In gauge theory we then introduce the exterior covariant derivative $$D=d+A\wedge.$$ What is then D(a ∧ b) and how do you prove it?

I obtain
$$D(a\wedge b)=d(a\wedge b)+A\wedge a \wedge b=(da)\wedge b +(-1)^p a\wedge (db)+A\wedge a \wedge b,$$
which is neither (Da) ∧ b +(-1)^p a ∧ (Db) nor (Da)∧ b + a∧ (Db). I have, however, seen the latter been used without proof.

 

[martinbn]

May be the definition is for 1-forms and then you extend it to satisfy the product rule.

 

[Ben Niehoff]

$$D=d+A\wedge.$$

This statement is your error.
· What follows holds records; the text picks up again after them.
PR #140, opened 2019-10-19
Linear learning-rate warmup.

twuebi:
**Adds linear learning-rate warmup to sticker train.** 

The scheduler now needs to be passed into `run_epoch` since the warmup is _per-batch_ and not _per-epoch_. 

Not the scope of this PR: it may be useful to change `ExponentialDecay` to decay _per-batch_ instead of _per-epoch_.

### DIFF
--- a/sticker-utils/src/subcommands/train.rs
+++ b/sticker-utils/src/subcommands/train.rs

The correct statement is

$$D = d + \rho(A) \wedge$$
where $\rho : G \to GL(n)$ is the homomorphism which defines the representation of the gauge group you need. If you have two 1-forms $\alpha$ and $\beta$, each in the fundamental representation, then the 2-form $\alpha \wedge \beta$ is no longer in the fundamental representation! It will be in the antisymmetrized product of two fundamental representations (which is usually the adjoint rep, I think). Higher-degree wedge products will give you antisymmetrized products of more fundamental reps.